→ Instructions for the task: Within the entries below, find each line containing the word "GetUnderlyingType" and copy it.

(The records begins)

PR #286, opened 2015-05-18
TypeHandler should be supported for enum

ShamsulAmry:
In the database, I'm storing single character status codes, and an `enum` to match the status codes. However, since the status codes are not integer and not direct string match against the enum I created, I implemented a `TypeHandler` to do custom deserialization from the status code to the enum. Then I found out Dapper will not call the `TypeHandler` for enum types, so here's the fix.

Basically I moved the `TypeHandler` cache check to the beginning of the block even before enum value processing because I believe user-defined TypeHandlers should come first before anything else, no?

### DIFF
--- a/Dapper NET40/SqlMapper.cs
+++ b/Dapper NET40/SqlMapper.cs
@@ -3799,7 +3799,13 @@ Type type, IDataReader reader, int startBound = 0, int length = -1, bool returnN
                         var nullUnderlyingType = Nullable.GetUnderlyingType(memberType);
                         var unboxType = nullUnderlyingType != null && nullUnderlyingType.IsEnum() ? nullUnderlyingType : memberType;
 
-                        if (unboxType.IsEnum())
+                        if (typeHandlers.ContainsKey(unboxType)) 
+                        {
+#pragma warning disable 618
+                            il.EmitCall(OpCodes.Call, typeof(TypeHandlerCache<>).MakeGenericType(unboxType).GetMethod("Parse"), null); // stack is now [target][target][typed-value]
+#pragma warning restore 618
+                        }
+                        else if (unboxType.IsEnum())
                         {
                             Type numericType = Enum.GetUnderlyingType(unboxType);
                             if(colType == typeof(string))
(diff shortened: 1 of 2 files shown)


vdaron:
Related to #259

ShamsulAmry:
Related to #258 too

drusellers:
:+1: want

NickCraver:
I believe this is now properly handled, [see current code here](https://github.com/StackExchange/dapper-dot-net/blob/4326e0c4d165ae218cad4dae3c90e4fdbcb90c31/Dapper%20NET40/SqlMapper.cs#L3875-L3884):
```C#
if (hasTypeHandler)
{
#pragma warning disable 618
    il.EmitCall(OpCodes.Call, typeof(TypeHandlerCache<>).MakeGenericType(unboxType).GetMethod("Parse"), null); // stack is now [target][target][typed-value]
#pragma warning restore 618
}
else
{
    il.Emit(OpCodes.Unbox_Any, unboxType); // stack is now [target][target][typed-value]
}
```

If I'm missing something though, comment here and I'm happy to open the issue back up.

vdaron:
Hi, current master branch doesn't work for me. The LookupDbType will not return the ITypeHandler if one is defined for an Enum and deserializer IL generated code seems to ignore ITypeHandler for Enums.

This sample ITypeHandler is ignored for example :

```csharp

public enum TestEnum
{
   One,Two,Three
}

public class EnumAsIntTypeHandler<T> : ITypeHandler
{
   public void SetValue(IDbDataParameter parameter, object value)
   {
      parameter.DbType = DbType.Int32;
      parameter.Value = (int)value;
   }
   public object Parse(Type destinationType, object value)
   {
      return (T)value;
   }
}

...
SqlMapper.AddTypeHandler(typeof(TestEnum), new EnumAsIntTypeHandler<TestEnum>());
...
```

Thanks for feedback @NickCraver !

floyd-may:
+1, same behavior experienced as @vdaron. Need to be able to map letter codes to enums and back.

(The records ends)

→ Task solution:
                         var nullUnderlyingType = Nullable.GetUnderlyingType(memberType);
                             Type numericType = Enum.GetUnderlyingType(unboxType);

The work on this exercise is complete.